24 Mart 2021... Dolar 7.99 TL'ye fırlıyor.

Erdoğan aynı frekansta:

"Kendinizi güvende hissedin, dövizinizi bozdurun."

Yastık, güvenin, bozdurun derken...

29 Mart'ta, yani o son çağrıdan sadece beş gün sonra:

Dolar 8.13 TL'yi görüyor.

Doların yükselişi, TL'nin değer kaybı inanılmaz biçimde devam ediyor, çünkü politikalar baştan sona yanlış. İnatla kabul edilmeyen yanlışlıklar dizisi.

8 Aralık 2021... Dolar 13.67 TL.

Erdoğan o gün, yani bir hafta önce:

"Kazan - kazan esasına göre, herkes kazansın, dövizinizi bozdurun, hükümete güvenin ve sabırlı olun."

Ve dolar dün 15 lira sınırında dolaşıyor.

‘Millidir, bereketlidir, bozdurun' çağrılarına kimse inanmıyor, inanmadığı gibi:

"Elinde yüz lirası olan, parasını dövize yatırıyor ve şu anda bankalardaki tasarruf tarihin en yüksek yabancı para mevduatına ulaşıyor, tasarrufların yüzde 65'i döviz cinsinden."

Kimse güvenmiyor

Beş yıldır yaşadığımız serüven ortada, sadece hatırlamak gerekiyor.
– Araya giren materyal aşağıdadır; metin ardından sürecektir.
PR #1690, opened 2025-02-19
feat(history_migration): add history migration metrics

morph-dev:
**Note**: This is built on top of #1688. That PR should be reviewed first.

### What was wrong?

We don't have good way of monitoring history migration and knowing if everything went as expected with migration. 

### How was it fixed?

Added metrics and logging statements.


KolbyML (approved):
:shipit: looks good

PR #1691, opened 2025-02-19
feat: use new history proof types and content value

morph-dev:
### What was wrong?

We have to migrate to new encoding for `HeaderWithProof` and `HistoryContentValue`.
See #1666 for more details.

### How was it fixed?

Type and db migration is already done in previous PRs.

Important things related to this PR:

- updates the HistoryContentValue type that is re-exported in `ethportal-api`
    - `HeaderWithProof` is not re-exported, so we have to change imports
    - old types should no longer be used, except during db migration
- Updates portal-spec-tests submodule to the latest commit (that contains updated test vectors)
- Header validator is updated to use new types 
- Some state network tests will not be passing when header validation is re-enabled
    - This is caused by test vectors containing only header, without proof, and should be fixed by adding header proof
    - Affected tests (as fast I could find): state validator and state peer-to-peer


KolbyML (approved):
:shipit: looks good

PR #1694, opened 2025-02-21
chore: add github action to monthly update trusted block root

ogenev:
### What was wrong?
We must regularly update the trusted block root embedded into Trin to keep it within the weak subjectivity period.

### How was it fixed?
Add GitHub action that gets the latest finalized block root and auto opens a PR updating the trusted block root file.
This workflow runs on the 1st of every month.
This action has been tested, and this is the example [PR](https://github.com/ethereum/trin/pull/1696) that will be open every month.

### To-Do

### DIFF
--- a/.github/workflows/monthly_block_root_update.yml
+++ b/.github/workflows/monthly_block_root_update.yml
@@ -1,0 +1,75 @@
+name: "Monthly Block Root Update"
+
+on:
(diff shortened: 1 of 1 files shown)


KolbyML (approved):
:shipit: looks good

njgheorghita (approved):
🚢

Tarihler itibariyle döviz kurlarının nasıl yükseldiğini hep birlikte yaşıyoruz.

Yaşıyoruz da, asıl çarpıcı olan şu:

"Erdoğan beş yıldır çağrıda bulunuyor, o çağrıya hiç kimse katılmıyor, Erdoğan'a güvenmiyor ve inanmıyor, tam tersine parasını gidip dövize yatırıyor.

BU GÜVENSİZLİK EKONOMİK GÜVENSİZLİK DEĞİL, SİYASAL GÜVENSİZLİĞİN TA KENDİSİ.
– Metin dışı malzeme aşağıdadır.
PR #460, opened 2019-04-05
Ensure in_use is 1 or 0 (gvmd-8.0)

timopollmeier:
The functions config_in_use, trash_config_in_use and port_list_in_use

BU İKTİDARIN SİYASAL ÖMRÜNÜN SONA ERDİĞİNİN KANITI."

Bu telaş, bu arayış, ekonomide OHAL ilanı önerilerine kadar varan, halkı paniğe sürükleyecek, krizi daha da derinleştirecek saçmalıklar aslında siyasal ömrün bittiğini tekrar tekrar gösteriyor.

Döviz rezervleri

Güvensizlik ötesinde, bir başka çarpıcı gerçek daha var, itiraf gibi.

Ne zaman Merkez Bankası'ndaki döviz rezervleri tartışmaya açılsa, Erdoğan hemen sayılar veriyor:

"95 milyar dolar... 124 milyar dolar rezervimiz var..."
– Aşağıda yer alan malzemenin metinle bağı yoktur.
PR #474, opened 2019-04-10
 Allow special characters in credential login names (master)

timopollmeier:
The login usernames can now also contain these characters: - _ \ @ .
This is a port of #59.

### DIFF
--- a/src/manage_sql.c
+++ b/src/manage_sql.c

Madem o kadar döviz var, neden sürekli "dövizinizi bozdurun" çağrısı yapıyor?..

Birilerinin "OHAL saçmalıklarına" yol açacak ölçüde...

"Felaket ekonomisi"

Tek sorumlu Erdoğan, herkes aynı düşüncede.

Önceki gün Amerika'nın ve dünyanın en önemli gazetelerinden The New York Times'ta bir makale yayımlanıyor, İle Patricia Cohen imzalı bir yorum.

"Türkiye'nin Ekonomisi Nasıl Bu Kadar Yanlış Gitti" başlıklı yazıda Türkiye'nin bugünkü durumu "Felaket Ekonomisi" olarak niteleniyor. Yazının özetinde:

"Ekonomi felakete giderken, gaza en çok Tayyip Erdoğan basıyor, evrensel ekonomi kurallarının tam tersini ısrarla sürdürüyor.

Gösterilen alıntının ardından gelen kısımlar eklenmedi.